Work required: What you print must match the data line for line.

(Data supplied Opens)

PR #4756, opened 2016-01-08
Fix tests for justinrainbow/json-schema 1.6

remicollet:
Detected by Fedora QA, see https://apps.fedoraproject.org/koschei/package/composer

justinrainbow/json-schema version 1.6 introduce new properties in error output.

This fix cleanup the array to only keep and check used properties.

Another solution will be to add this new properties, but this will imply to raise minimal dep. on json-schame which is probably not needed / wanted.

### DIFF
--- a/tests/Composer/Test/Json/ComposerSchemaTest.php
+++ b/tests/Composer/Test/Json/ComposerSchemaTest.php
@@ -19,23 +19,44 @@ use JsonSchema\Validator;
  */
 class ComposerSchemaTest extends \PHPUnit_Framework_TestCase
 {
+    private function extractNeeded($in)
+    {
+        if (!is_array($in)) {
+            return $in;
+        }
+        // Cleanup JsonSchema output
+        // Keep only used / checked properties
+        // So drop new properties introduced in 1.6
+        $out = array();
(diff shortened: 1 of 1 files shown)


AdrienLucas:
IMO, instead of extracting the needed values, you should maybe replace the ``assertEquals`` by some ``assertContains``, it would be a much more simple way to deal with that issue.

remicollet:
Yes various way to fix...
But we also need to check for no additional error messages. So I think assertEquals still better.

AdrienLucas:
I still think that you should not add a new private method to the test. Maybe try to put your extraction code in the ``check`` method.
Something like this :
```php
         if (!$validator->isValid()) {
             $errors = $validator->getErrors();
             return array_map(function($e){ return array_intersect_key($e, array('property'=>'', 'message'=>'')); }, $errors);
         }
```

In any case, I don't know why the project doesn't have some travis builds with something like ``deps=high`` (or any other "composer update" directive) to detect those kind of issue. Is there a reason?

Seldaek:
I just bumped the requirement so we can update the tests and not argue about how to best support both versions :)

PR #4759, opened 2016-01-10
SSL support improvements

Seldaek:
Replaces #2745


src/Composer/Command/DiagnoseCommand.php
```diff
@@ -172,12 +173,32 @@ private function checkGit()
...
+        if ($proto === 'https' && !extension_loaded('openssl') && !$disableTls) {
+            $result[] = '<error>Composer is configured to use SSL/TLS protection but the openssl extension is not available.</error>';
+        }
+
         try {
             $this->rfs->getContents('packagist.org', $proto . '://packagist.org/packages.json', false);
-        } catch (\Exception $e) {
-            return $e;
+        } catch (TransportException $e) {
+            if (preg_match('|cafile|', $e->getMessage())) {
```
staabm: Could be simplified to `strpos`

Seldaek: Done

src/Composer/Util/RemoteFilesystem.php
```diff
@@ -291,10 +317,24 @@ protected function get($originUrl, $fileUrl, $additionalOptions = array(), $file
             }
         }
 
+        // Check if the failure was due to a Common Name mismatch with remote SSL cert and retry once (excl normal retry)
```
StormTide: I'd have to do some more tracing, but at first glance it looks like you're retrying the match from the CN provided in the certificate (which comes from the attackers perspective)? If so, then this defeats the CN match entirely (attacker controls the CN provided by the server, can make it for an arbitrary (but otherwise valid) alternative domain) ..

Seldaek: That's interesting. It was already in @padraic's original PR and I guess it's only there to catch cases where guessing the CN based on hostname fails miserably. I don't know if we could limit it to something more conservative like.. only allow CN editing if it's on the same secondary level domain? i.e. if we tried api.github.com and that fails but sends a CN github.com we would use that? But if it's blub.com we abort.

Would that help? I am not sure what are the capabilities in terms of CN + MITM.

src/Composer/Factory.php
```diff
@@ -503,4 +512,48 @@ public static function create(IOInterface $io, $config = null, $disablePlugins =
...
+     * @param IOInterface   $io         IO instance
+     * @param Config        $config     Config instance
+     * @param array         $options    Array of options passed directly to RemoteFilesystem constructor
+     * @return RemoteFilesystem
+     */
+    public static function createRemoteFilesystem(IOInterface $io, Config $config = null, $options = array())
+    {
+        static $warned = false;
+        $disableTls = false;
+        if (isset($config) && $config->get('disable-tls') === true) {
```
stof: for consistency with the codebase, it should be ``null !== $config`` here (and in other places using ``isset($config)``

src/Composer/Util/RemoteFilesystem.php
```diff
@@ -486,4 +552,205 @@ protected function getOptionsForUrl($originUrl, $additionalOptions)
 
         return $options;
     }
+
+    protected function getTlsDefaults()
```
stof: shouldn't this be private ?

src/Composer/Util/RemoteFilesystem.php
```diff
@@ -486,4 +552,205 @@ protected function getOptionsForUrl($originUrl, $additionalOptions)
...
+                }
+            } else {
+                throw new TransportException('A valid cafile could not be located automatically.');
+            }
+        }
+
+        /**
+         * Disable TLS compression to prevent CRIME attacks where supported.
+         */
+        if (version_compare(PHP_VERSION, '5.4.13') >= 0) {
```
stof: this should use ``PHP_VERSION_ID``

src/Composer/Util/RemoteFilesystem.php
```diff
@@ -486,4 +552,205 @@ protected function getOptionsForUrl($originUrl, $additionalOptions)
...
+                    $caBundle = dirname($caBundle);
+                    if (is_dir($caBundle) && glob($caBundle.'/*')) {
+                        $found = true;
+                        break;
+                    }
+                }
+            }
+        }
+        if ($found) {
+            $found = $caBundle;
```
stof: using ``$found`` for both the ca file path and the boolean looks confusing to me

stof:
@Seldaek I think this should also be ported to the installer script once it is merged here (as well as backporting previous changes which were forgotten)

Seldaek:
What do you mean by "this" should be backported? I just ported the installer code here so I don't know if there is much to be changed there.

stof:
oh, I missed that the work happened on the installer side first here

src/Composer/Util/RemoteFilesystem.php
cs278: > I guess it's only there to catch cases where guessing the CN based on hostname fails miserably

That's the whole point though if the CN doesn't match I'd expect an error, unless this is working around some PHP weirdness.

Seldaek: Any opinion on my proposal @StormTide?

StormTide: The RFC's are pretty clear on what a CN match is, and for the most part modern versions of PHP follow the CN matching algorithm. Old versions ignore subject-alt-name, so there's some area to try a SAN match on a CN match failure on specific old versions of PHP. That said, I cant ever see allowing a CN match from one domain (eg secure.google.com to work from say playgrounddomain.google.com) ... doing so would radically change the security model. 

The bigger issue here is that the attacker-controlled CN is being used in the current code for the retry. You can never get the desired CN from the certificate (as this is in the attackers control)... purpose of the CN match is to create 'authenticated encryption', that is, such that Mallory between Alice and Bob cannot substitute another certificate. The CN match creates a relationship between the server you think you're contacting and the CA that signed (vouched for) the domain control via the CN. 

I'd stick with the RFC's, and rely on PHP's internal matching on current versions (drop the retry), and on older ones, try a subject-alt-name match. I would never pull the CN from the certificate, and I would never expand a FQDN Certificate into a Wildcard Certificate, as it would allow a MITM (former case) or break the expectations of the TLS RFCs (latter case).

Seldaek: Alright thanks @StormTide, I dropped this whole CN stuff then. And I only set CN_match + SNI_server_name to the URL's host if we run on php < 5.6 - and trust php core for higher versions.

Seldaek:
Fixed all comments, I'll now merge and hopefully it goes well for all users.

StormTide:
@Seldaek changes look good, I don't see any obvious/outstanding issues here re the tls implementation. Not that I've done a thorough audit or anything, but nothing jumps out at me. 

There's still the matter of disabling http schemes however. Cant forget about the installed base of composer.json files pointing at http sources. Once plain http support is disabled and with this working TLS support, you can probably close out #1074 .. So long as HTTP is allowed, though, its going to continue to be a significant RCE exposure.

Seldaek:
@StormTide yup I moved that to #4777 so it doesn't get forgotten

(Data supplied Closes)

The answer:
PR #4756, opened 2016-01-08
Fix tests for justinrainbow/json-schema 1.6

remicollet:
Detected by Fedora QA, see https://apps.fedoraproject.org/koschei/package/composer

justinrainbow/json-schema version 1.6 introduce new properties in error output.

This fix cleanup the array to only keep and check used properties.

Another solution will be to add this new properties, but this will imply to raise minimal dep. on json-schame which is probably not needed / wanted.

### DIFF
--- a/tests/Composer/Test/Json/ComposerSchemaTest.php
+++ b/tests/Composer/Test/Json/ComposerSchemaTest.php
@@ -19,23 +19,44 @@ use JsonSchema\Validator;
  */
 class ComposerSchemaTest extends \PHPUnit_Framework_TestCase
 {
+    private function extractNeeded($in)
+    {
+        if (!is_array($in)) {
+            return $in;
+        }
+        // Cleanup JsonSchema output
+        // Keep only used / checked properties
+        // So drop new properties introduced in 1.6
+        $out = array();
(diff shortened: 1 of 1 files shown)


AdrienLucas:
IMO, instead of extracting the needed values, you should maybe replace the ``assertEquals`` by some ``assertContains``, it would be a much more simple way to deal with that issue.

remicollet:
Yes various way to fix...
But we also need to check for no additional error messages. So I think assertEquals still better.

AdrienLucas:
I still think that you should not add a new private method to the test. Maybe try to put your extraction code in the ``check`` method.
Something like this :
```php
         if (!$validator->isValid()) {
             $errors = $validator->getErrors();
             return array_map(function($e){ return array_intersect_key($e, array('property'=>'', 'message'=>'')); }, $errors);
         }
```

In any case, I don't know why the project doesn't have some travis builds with something like ``deps=high`` (or any other "composer update" directive) to detect those kind of issue. Is there a reason?

Seldaek:
I just bumped the requirement so we can update the tests and not argue about how to best support both versions :)

PR #4759, opened 2016-01-10
SSL support improvements

Seldaek:
Replaces #2745


src/Composer/Command/DiagnoseCommand.php
```diff
@@ -172,12 +173,32 @@ private function checkGit()
...
+        if ($proto === 'https' && !extension_loaded('openssl') && !$disableTls) {
+            $result[] = '<error>Composer is configured to use SSL/TLS protection but the openssl extension is not available.</error>';
+        }
+
         try {
             $this->rfs->getContents('packagist.org', $proto . '://packagist.org/packages.json', false);
-        } catch (\Exception $e) {
-            return $e;
+        } catch (TransportException $e) {
+            if (preg_match('|cafile|', $e->getMessage())) {
```
staabm: Could be simplified to `strpos`

Seldaek: Done

src/Composer/Util/RemoteFilesystem.php
```diff
@@ -291,10 +317,24 @@ protected function get($originUrl, $fileUrl, $additionalOptions = array(), $file
             }
         }
 
+        // Check if the failure was due to a Common Name mismatch with remote SSL cert and retry once (excl normal retry)
```
StormTide: I'd have to do some more tracing, but at first glance it looks like you're retrying the match from the CN provided in the certificate (which comes from the attackers perspective)? If so, then this defeats the CN match entirely (attacker controls the CN provided by the server, can make it for an arbitrary (but otherwise valid) alternative domain) ..

Seldaek: That's interesting. It was already in @padraic's original PR and I guess it's only there to catch cases where guessing the CN based on hostname fails miserably. I don't know if we could limit it to something more conservative like.. only allow CN editing if it's on the same secondary level domain? i.e. if we tried api.github.com and that fails but sends a CN github.com we would use that? But if it's blub.com we abort.

Would that help? I am not sure what are the capabilities in terms of CN + MITM.

src/Composer/Factory.php
```diff
@@ -503,4 +512,48 @@ public static function create(IOInterface $io, $config = null, $disablePlugins =
...
+     * @param IOInterface   $io         IO instance
+     * @param Config        $config     Config instance
+     * @param array         $options    Array of options passed directly to RemoteFilesystem constructor
+     * @return RemoteFilesystem
+     */
+    public static function createRemoteFilesystem(IOInterface $io, Config $config = null, $options = array())
+    {
+        static $warned = false;
+        $disableTls = false;
+        if (isset($config) && $config->get('disable-tls') === true) {
```
stof: for consistency with the codebase, it should be ``null !== $config`` here (and in other places using ``isset($config)``

src/Composer/Util/RemoteFilesystem.php
```diff
@@ -486,4 +552,205 @@ protected function getOptionsForUrl($originUrl, $additionalOptions)
 
         return $options;
     }
+
+    protected function getTlsDefaults()
```
stof: shouldn't this be private ?

src/Composer/Util/RemoteFilesystem.php
```diff
@@ -486,4 +552,205 @@ protected function getOptionsForUrl($originUrl, $additionalOptions)
...
+                }
+            } else {
+                throw new TransportException('A valid cafile could not be located automatically.');
+            }
+        }
+
+        /**
+         * Disable TLS compression to prevent CRIME attacks where supported.
+         */
+        if (version_compare(PHP_VERSION, '5.4.13') >= 0) {
```
stof: this should use ``PHP_VERSION_ID``

src/Composer/Util/RemoteFilesystem.php
```diff
@@ -486,4 +552,205 @@ protected function getOptionsForUrl($originUrl, $additionalOptions)
...
+                    $caBundle = dirname($caBundle);
+                    if (is_dir($caBundle) && glob($caBundle.'/*')) {
+                        $found = true;
+                        break;
+                    }
+                }
+            }
+        }
+        if ($found) {
+            $found = $caBundle;
```
stof: using ``$found`` for both the ca file path and the boolean looks confusing to me

stof:
@Seldaek I think this should also be ported to the installer script once it is merged here (as well as backporting previous changes which were forgotten)

Seldaek:
What do you mean by "this" should be backported? I just ported the installer code here so I don't know if there is much to be changed there.

stof:
oh, I missed that the work happened on the installer side first here

src/Composer/Util/RemoteFilesystem.php
cs278: > I guess it's only there to catch cases where guessing the CN based on hostname fails miserably

That's the whole point though if the CN doesn't match I'd expect an error, unless this is working around some PHP weirdness.

Seldaek: Any opinion on my proposal @StormTide?

StormTide: The RFC's are pretty clear on what a CN match is, and for the most part modern versions of PHP follow the CN matching algorithm. Old versions ignore subject-alt-name, so there's some area to try a SAN match on a CN match failure on specific old versions of PHP. That said, I cant ever see allowing a CN match from one domain (eg secure.google.com to work from say playgrounddomain.google.com) ... doing so would radically change the security model. 

The bigger issue here is that the attacker-controlled CN is being used in the current code for the retry. You can never get the desired CN from the certificate (as this is in the attackers control)... purpose of the CN match is to create 'authenticated encryption', that is, such that Mallory between Alice and Bob cannot substitute another certificate. The CN match creates a relationship between the server you think you're contacting and the CA that signed (vouched for) the domain control via the CN. 

I'd stick with the RFC's, and rely on PHP's internal matching on current versions (drop the retry), and on older ones, try a subject-alt-name match. I would never pull the CN from the certificate, and I would never expand a FQDN Certificate into a Wildcard Certificate, as it would allow a MITM (former case) or break the expectations of the TLS RFCs (latter case).

Seldaek: Alright thanks @StormTide, I dropped this whole CN stuff then. And I only set CN_match + SNI_server_name to the URL's host if we run on php < 5.6 - and trust php core for higher versions.

Seldaek:
Fixed all comments, I'll now merge and hopefully it goes well for all users.

StormTide:
@Seldaek changes look good, I don't see any obvious/outstanding issues here re the tls implementation. Not that I've done a thorough audit or anything, but nothing jumps out at me. 

There's still the matter of disabling http schemes however. Cant forget about the installed base of composer.json files pointing at http sources. Once plain http support is disabled and with this working TLS support, you can probably close out #1074 .. So long as HTTP is allowed, though, its going to continue to be a significant RCE exposure.

Seldaek:
@StormTide yup I moved that to #4777 so it doesn't get forgotten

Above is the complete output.